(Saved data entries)
☆ ☆ ☆ ☆ ☆ ☆ ☆

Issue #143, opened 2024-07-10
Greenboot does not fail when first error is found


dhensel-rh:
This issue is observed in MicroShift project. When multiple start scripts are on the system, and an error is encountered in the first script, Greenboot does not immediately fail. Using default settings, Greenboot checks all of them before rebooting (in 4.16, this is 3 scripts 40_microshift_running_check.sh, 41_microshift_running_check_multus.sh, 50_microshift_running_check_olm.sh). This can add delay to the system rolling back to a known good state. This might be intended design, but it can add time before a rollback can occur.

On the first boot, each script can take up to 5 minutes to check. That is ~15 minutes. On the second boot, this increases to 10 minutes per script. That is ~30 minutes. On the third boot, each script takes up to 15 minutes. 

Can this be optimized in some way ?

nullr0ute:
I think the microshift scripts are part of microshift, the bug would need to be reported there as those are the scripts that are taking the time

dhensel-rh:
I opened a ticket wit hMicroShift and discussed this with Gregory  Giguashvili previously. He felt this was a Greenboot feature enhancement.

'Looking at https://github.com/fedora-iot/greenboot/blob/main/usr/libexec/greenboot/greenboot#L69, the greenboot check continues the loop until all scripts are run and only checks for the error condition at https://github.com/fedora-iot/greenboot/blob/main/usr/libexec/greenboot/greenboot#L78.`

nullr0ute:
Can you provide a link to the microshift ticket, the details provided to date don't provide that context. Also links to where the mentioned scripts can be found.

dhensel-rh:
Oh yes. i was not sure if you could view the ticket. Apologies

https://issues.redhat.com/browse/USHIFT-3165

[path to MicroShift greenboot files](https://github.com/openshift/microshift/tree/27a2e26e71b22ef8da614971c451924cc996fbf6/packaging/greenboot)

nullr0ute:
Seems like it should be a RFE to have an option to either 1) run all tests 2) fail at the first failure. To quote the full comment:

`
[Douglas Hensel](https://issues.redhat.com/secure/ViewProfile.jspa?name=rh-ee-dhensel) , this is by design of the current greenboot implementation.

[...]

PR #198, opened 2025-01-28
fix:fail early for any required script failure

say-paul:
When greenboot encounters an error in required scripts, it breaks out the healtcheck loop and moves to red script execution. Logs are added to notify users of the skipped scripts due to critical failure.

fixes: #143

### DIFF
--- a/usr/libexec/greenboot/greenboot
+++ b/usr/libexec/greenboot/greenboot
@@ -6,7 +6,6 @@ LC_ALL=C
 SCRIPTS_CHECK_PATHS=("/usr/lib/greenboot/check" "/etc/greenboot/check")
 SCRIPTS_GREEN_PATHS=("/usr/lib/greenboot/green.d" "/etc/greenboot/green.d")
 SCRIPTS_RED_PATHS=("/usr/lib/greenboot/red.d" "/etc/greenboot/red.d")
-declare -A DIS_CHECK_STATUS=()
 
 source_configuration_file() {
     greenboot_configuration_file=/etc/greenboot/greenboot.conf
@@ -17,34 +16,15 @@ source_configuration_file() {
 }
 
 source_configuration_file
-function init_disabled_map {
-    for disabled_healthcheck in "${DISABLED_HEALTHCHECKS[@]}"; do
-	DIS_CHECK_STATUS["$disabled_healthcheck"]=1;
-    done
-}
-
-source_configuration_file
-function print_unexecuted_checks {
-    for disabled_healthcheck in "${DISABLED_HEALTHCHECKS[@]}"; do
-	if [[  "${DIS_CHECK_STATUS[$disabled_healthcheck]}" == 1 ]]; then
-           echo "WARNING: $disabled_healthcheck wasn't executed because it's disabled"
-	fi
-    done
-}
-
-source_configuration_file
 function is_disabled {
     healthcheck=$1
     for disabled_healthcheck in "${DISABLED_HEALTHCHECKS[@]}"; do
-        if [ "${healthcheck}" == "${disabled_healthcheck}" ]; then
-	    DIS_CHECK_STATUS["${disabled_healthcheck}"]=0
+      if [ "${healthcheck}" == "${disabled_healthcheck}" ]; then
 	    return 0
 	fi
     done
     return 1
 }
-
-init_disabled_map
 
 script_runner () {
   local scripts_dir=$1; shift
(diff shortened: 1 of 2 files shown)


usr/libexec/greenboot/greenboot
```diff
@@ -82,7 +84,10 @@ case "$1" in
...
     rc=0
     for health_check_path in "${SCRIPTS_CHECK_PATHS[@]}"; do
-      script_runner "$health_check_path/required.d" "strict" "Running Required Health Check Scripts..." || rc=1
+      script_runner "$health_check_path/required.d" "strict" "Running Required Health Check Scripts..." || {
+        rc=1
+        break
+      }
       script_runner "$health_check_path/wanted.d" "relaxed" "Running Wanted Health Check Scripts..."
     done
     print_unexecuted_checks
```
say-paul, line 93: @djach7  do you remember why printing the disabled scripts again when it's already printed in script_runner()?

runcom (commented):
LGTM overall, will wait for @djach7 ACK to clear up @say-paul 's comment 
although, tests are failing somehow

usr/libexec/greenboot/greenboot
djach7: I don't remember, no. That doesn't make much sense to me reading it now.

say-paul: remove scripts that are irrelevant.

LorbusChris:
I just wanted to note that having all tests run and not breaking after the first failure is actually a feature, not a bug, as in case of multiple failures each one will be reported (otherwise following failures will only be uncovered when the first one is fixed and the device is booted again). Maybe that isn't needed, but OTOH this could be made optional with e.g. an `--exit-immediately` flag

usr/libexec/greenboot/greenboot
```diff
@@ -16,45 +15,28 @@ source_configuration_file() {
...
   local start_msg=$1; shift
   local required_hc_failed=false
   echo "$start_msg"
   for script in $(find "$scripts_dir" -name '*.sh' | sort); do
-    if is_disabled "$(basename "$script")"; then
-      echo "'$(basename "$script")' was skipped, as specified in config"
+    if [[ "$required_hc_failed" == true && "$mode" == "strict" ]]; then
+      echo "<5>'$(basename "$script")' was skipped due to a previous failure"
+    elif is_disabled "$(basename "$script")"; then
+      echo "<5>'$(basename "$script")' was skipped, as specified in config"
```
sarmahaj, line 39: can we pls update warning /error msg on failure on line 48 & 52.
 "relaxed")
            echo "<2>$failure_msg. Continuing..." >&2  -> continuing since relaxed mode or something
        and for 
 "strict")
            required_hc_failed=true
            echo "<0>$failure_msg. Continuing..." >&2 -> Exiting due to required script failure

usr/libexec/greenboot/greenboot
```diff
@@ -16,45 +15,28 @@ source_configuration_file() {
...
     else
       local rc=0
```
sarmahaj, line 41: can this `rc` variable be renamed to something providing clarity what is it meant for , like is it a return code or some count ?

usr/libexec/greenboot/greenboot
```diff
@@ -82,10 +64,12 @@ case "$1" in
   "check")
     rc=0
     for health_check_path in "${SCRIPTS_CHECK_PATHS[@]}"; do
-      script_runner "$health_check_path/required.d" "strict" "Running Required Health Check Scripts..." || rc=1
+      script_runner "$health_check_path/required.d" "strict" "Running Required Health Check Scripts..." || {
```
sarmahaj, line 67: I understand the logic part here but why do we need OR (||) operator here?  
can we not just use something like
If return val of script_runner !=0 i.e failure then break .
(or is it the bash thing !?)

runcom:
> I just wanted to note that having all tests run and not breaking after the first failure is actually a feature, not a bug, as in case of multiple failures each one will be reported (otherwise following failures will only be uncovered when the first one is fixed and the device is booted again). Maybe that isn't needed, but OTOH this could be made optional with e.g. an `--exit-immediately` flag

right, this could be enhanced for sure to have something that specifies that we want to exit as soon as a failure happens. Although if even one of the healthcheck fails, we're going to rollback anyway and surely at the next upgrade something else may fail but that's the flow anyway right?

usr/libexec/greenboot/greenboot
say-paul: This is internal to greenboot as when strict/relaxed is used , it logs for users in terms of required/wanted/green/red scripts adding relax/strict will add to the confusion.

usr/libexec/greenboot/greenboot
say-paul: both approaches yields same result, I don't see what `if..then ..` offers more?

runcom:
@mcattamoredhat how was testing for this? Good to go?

☆ ☆ ☆ ☆ ☆ ☆ ☆

◆ **Requirement**
Where does the word "failures" appear in the records? Copy every line that holds it.

◆ **Exercise output**
I just wanted to note that having all tests run and not breaking after the first failure is actually a feature, not a bug, as in case of multiple failures each one will be reported (otherwise following failures will only be uncovered when the first one is fixed and the device is booted again). Maybe that isn't needed, but OTOH this could be made optional with e.g. an `--exit-immediately` flag
> I just wanted to note that having all tests run and not breaking after the first failure is actually a feature, not a bug, as in case of multiple failures each one will be reported (otherwise following failures will only be uncovered when the first one is fixed and the device is booted again). Maybe that isn't needed, but OTOH this could be made optional with e.g. an `--exit-immediately` flag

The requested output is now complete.